Now having said all that, I would still have liked to have seen some article, even a short one covering the event. If something like the 6 series 'Sharkfest" can get an article, I don't see why an event as important on the West Coast out here like the 'fest is should not get one. There was certainly more than antics on the highway and lambo doors going on that weekend. But maybe that was one of the things that is hard for Satch to get a feel for - the event is big enough now, it's almost like being at SEMA - and sometimes it's the outrageous or negative things that leave the biggest impression.

Maybe Satch, you could add some of your own experiences from that weekend to KrisL's proposed article - caravaning down in the Dinan M5, etc.

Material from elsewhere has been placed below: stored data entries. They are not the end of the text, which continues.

PR #2535, opened 2018-08-15
Set a git user and e-mail for the CI rebase.

bowlofeggs:
CI began to fail recently at the git rebase step with this message:

+ git rebase --preserve-merges origin/develop

*** Please tell me who you are.

Run

  git config --global user.email "you@example.com"
  git config --global user.name "Your Name"

to set your account's default identity.
Omit --global to set the identity only in this repository.

fatal: unable to auto-detect email address (got 'bodhi@slave03.(none)')
You need to set your committer info first

This commit sets the e-mail and name so that git will be happy with
the rebase.

### DIFF
--- a/devel/ci/githubprb-project.yml
+++ b/devel/ci/githubprb-project.yml
@@ -88,6 +88,8 @@
             env > jenkins-env
             $ssh_cmd yum -y install rsync
             # Checkout the pull request that we received from the githubPRB plugin
+            git config --global user.email "bodhi-ci@fedoraproject.org"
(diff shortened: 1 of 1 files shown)


bowlofeggs:
This PR will not pass CI before it is merged, because it edits the script that CI runs. The CI system runs the merged version of the script, not the proposed version, so there is no way to get this PR to pass CI even though it should fix the CI failures.

Once it is merged, I should be able to rebase all the open PRs to get them passing.

puiterwijk (approved):

PR #2538, opened 2018-08-15
Edit existing override when trying to create new with same build.

### LINKED ISSUE #2030: BROs are double plus unfun when users try to create them and they already exist
@AdamWill reported today a frustrating user experience: if you try to create a buildroot override for an nvr, and an override already exists for that nvr, it will fail to create the BRO but will not redirect you or give you a link to the existing one.

We could have it just force the existing BRO to be to the new parameters, but that might be bad since the existing notes might be lost. A couple ideas:

1. It could redirect you to the edit form of the existing BRO. This way you can see and edit the existing notes field without blindly replacing it.
2. It could append your notes to the existing notes, perhaps with some autoformatting so it's clear which user wrote what. It could also pick the latter of the two dates if the BRO dates differ.

I think the second option wouldn't be too difficult. If we do it that way, the same fix might also work for the CLI.

ghost:
fixes #2030


vismay-golwala:
jenkies test

bowlofeggs (approved):
The CI tests are broken, but the tests seem to pass in Vagrant, so I'll just merge this once CI is fixed and formally passes.

bowlofeggs:
jenkies test

PR #2547, opened 2018-08-24
Use assertRegex() instead of assertRegexpMatches().

bowlofeggs:
This fixes a few DeprecationWarnings.


bowlofeggs:
Hmmm. It looks like Python 2 does not have ```assertRegex()```. I may just keep this PR around until Bodhi drops Python 2 support since that shouldn't be too long from now.

bowlofeggs:
Eh, I'll just make myself a personal ToDo to come back to this later.

pypingou (approved):
Simple enough

Zlopez (approved):
LGTM

PR #2549, opened 2018-08-24
Move util.mkmetadatadir() to bodhi.tests.server.base.

bowlofeggs:
I noticed that mkmetadatadir() was only used by the tests, and that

But I do have to give Satch some credit for at least coming out and taking a look at the event himself. I appreciate the effort and I don't think it's something Satch does every time some event sends him a message and says they should get covered.


----------



## LmtdSlip (May 28, 2003)

Jon said:


> How about this for a 'byline' for Bimmerfest:
> 
> "Quite simply the largest BMW-exclusive enthusiast's gathering ever assembled
> in North America, and perhaps beyond, featuring an all-star cast of the greatest
> ...


Have to agree here.

BMW and CCA ignore an event like this at their own peril.


----------



## MG67 (Aug 19, 2003)

Jon said:


> It's funny, but I was standing talking with Steve Dinan when we pulled
> the now infamous "Lambo Door" car into the showroom. No disrespect
> to Mr. Dinan, but he clearly not impressed with it. I'm sure that his perception
> must have bounced off of (and resonated with) Satch...
> ...


 :thumbup: I signed up for BMWCCA here after talking about BMW's online, going to the Santa Barbara Bimmerfest event and being a BMW Club member in the Netherlands for almost 12 years... I love the events, Chapter 
events and the people on this board... I have a lot of respect for Jon, Alex, Tim and all other organisers...


----------



## bmw325 (Dec 19, 2001)

I tend to agree with everyone that the reasoning Satch gave for not giving covereage to bimmerfest don't really make sense.
-No Story-line
-The same could be said or not said about any number of events including auto shows, chapter gatherings, model specific gatehrings, etc. Any time a large number of BMW enthusiasts come togethre, I'd generally assume Roundel would be interested. And, theres' any number of story lines

-Liability
-It'd be one thing if CCA sponsored bimmerfest. But writing a story about it hardlly opens you up to liability.

-Not affiliated with CCA
-Plenty of other companies, people, and events that aren't affiliated with the CCA are discussed in Roundel

-No one wrote a story
-What about this mysterious KrisL piece that everyone keeps talking about?


And, actually the article on Dubs in the latest issue seems to contradict some of the main reasons that Satch gave for not covering bimmerfest:
-its just a bunch of people putting big wheels on their cars-- where's the story? 
-It could be dangerous to modify your car; what about the liability?

And, the negatively tinged comment about bimmerfest that was printed in Roundel, seems to mock lambo doors and dubs. But that contradicts Satch's stated defense of the Dubs article.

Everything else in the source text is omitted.